The style of patchwork that I was used to seeing my mother make is called English patchwork, or sometimes Mosaic Patchwork or Paper Patchwork. In this technique templates of paper or card are used as formers around which fabric is sewn. This particularly works with shapes such as hexagons and triangles, and I assumed that all patchwork was based on the Hexagon. The patches are sewn together and once it is secure on all sides the paper or card former can be removed. The problem with this method is that although the results are often accurate it is very time consuming. Thus you may have accurate patchwork pieces but enthusiasm often waned and the patchwork quilt often ended up unfinished. Modern methods of patchwork concentrate on making the patchwork blocks as quickly as possible so that quilts can be finished off and enjoyed.

Patchwork objects

The average woman on the streets must common preconception of what constitutes patchwork is probably that of a bed quilt from the Pioneer Days of America such as Little House on the Prairie. A patchwork quilts main purpose is to keep you warm. The trapped air in the wadding or batting layer, providing the warmth, with the quilting keeping the wadding in place. In practice not all were finished off and you may just have the patchwork top. These are therefore not for warmth but may function as a decorative item or one to keep the bed clean. The same may be true of related items such as pillows or shams.

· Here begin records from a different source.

PR #1408, opened 2020-06-23
move getSeriesSchemas to MManager

mychaow:


server/src/main/java/org/apache/iotdb/db/qp/executor/PlanExecutor.java
```diff
@@ -907,6 +907,17 @@ public void delete(Path path, long timestamp) throws QueryProcessException {
...
+    throws MetadataException {
+    return mManager.getSeriesSchemasAndLock(insertPlan.getDeviceId(), insertPlan.getMeasurements(), insertPlan);
+  }
+
+  protected MeasurementSchema[] getSeriesSchemas(InsertTabletPlan insertTabletPlan)
+    throws MetadataException {
+    return mManager.getSeriesSchemasAndLock(insertTabletPlan.getDeviceId(),
+      insertTabletPlan.getMeasurements(), insertTabletPlan);
+  }
+
```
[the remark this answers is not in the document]
mychaow: These functions is just for cluster version, cluster version will override this two function.

server/src/main/java/org/apache/iotdb/db/metadata/MManager.java
```diff
@@ -1800,4 +1807,207 @@ private void checkMTreeModified() {
...
+    deviceNode = getDeviceNodeWithAutoCreateAndReadLock(deviceId);
+    // To reduce the String number in memory, set the deviceId from MManager to insertPlan
+    if (plan instanceof InsertPlan) {
+      ((InsertPlan) plan).setDeviceId(deviceNode.getFullPath());
+    } else if (plan instanceof InsertTabletPlan) {
+      ((InsertTabletPlan) plan).setDeviceId(deviceNode.getFullPath());
+    } else {
+      throw new MetadataException(String.format(
+        "Only support insert and insertTablets, deviceId[%s], plans [%s]", deviceId, plan.getOperatorType()));
+    }
```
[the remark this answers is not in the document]
mychaow: ok

server/src/main/java/org/apache/iotdb/db/metadata/MManager.java
```diff
@@ -1800,4 +1807,207 @@ private void checkMTreeModified() {
...
+                trueType));
+            } else {
+              // mark failed measurement
+              ((InsertTabletPlan) plan).markMeasurementInsertionFailed(i);
+              continue;
+            }
+          }
+        }
+
+        if ((plan instanceof InsertPlan) && isCreated) {
```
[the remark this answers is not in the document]
mychaow: if a measurement exist, but the value is string (like jdbc insert), we need to convert the value to the true type

server/src/main/java/org/apache/iotdb/db/qp/executor/PlanExecutor.java
```diff
@@ -915,227 +926,19 @@ public void insert(InsertPlan insertPlan) throws QueryProcessException {
...
-      case FLOAT:
-        return conf.getDefaultFloatEncoding();
-      case DOUBLE:
-        return conf.getDefaultDoubleEncoding();
-      case TEXT:
-        return conf.getDefaultTextEncoding();
-      default:
-        throw new UnSupportedDataTypeException(
-            String.format("Data type %s is not supported.", dataType.toString()));
+      mManager.unlockInsert(insertPlan.getDeviceId());
```
jt2594838, line 934: I would suggest you separate the locking part from `getSeriesSchemasAndLock` and explicitly call it in this method, as it is always better to explicitly put `lock` and `unlock` in the same code block.

mychaow: ok

server/src/main/java/org/apache/iotdb/db/qp/physical/crud/InsertPlan.java
```diff
@@ -57,9 +58,9 @@
   private TSDataType[] types;
   private MeasurementSchema[] schemas;
 
-  // if inferType is false, use the type of values directly
-  // if inferType is true, values is String[], and infer types from them
-  private boolean inferType = false;
+  // if values is String[], isNeedInferType must be true, so we could infer types from them
```
qiaojialin, line 61:
```suggestion
  // if isNeedInferType is true, the values must be String[], so we could infer types from them
```

server/src/main/java/org/apache/iotdb/db/metadata/MManager.java
```diff
@@ -1846,4 +1836,219 @@ public void createMTreeSnapshot() {
...
+              ((InsertTabletPlan) plan).markMeasurementInsertionFailed(i);
+            } else if (plan instanceof InsertPlan) {
+              ((InsertPlan) plan).markMeasurementInsertionFailed(i);
+            }
+            continue;
+          }
+        }
+
+        // maybe need to convert value type to the true type
+        if ((plan instanceof InsertPlan)) {
```
qiaojialin, line 1913:
```suggestion
        if ((plan instanceof InsertPlan && ((InsertPlan) plan).isNeedInferType()) {
```

server/src/main/java/org/apache/iotdb/db/metadata/MManager.java
```diff
@@ -1846,4 +1836,219 @@ public void createMTreeSnapshot() {
...
+          }
+          break;
+        case BOOLEAN:
+          if (!(plan.getValues()[loc] instanceof Boolean)) {
+            plan.getValues()[loc] =
+              Boolean.parseBoolean(String.valueOf(plan.getValues()[loc]));
+          }
+          break;
+        case TEXT:
+          // need to do nothing
```
qiaojialin, line 1974: The String needs to be cast to Binary

server/src/main/java/org/apache/iotdb/db/metadata/MManager.java
```diff
@@ -1846,4 +1836,219 @@ public void createMTreeSnapshot() {
...
+          }
+        } else {
+          throw e;
+        }
+      }
+    }
+    return schemas;
+  }
+
+  private void changeValueToRealType(InsertPlan plan, int loc, TSDataType type) throws MetadataException {
```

The two other main areas in which patchwork objects may appear, are as linen for the table or as items of clothing. Articles of female clothing such as bonnets, aprons and petticoats where all created with decorative patchwork themes, and modern items might include patchwork bags or waistcoats. Patchwork has interesting social connotations and constructs that change over time. For example a patchwork bonnet might indicate that someone was not wealthy and could not afford a new bonnet, instead they had to make one from remnants. At another period of time it might be indicative that they have social status since the fabrics might be custom bought and it actually indicates someone with time on their hands.

A third major category that has grown up more recently is patchwork as art. The small decorative patchwork piece to the right is an example of this. It is made from small scraps of fabric like traditional patchwork but does not use a block pattern, rather it recreates a picture. In this example this is facilitated by using a brown "stained glass" effect to help fool the eye into seeing a finished object. Here the patchwork is complimented by a decorative hanger to bring out the work.
A Winding Ways design by Marti Michell which makes use of repeating curves and through the use of different values of light and dark creates secondary patterns within the quilt.

Winding Ways by Marti Michell

Patchwork blocks

A traditional patchwork quilt is commonly made up of blocks. The block itself is made up of a number of squares or patches and is often termed a four, nine or sixteen patch block etc. depending upon the number of patches. Below is a list of just some of the many block designs that exist.

Log Cabin

Nine-patch

Roman Square

Wheel of Fortune

Robbing Peter to Pay Paul

Ohio Star

Puzzle Boxes

Wedding Ring

Fox and Geese

Churn Dash

Pinwheel

 

A Sampler Quilt is collection or medley of different patterns on one quilt. In this case the different blocks function as a way of learning different techniques and construction methods.

To the left is a example of a Sampler Quilt. You can click on the quilt for a larger image.

Folk Art Sampler Applique Quilt. Designed by Hiver Pruden and quilted by Beryl Cadman of Custom Quilting. Photography by Neil Porter.

 

 

Patchwork Quilts as Art

Over time the patchwork quilt has broken out of its main role as an item of bedding and the technique is now found on an array of objects. Jackets, purses, cushions and bags have all had the patchwork treatment. In its ultimate expression the patchwork quilt has become a piece of art and the exhibits at major quilt shows such as Malvern or the Festival of Quilts at the NEC bring this art-form to an enraptured audience.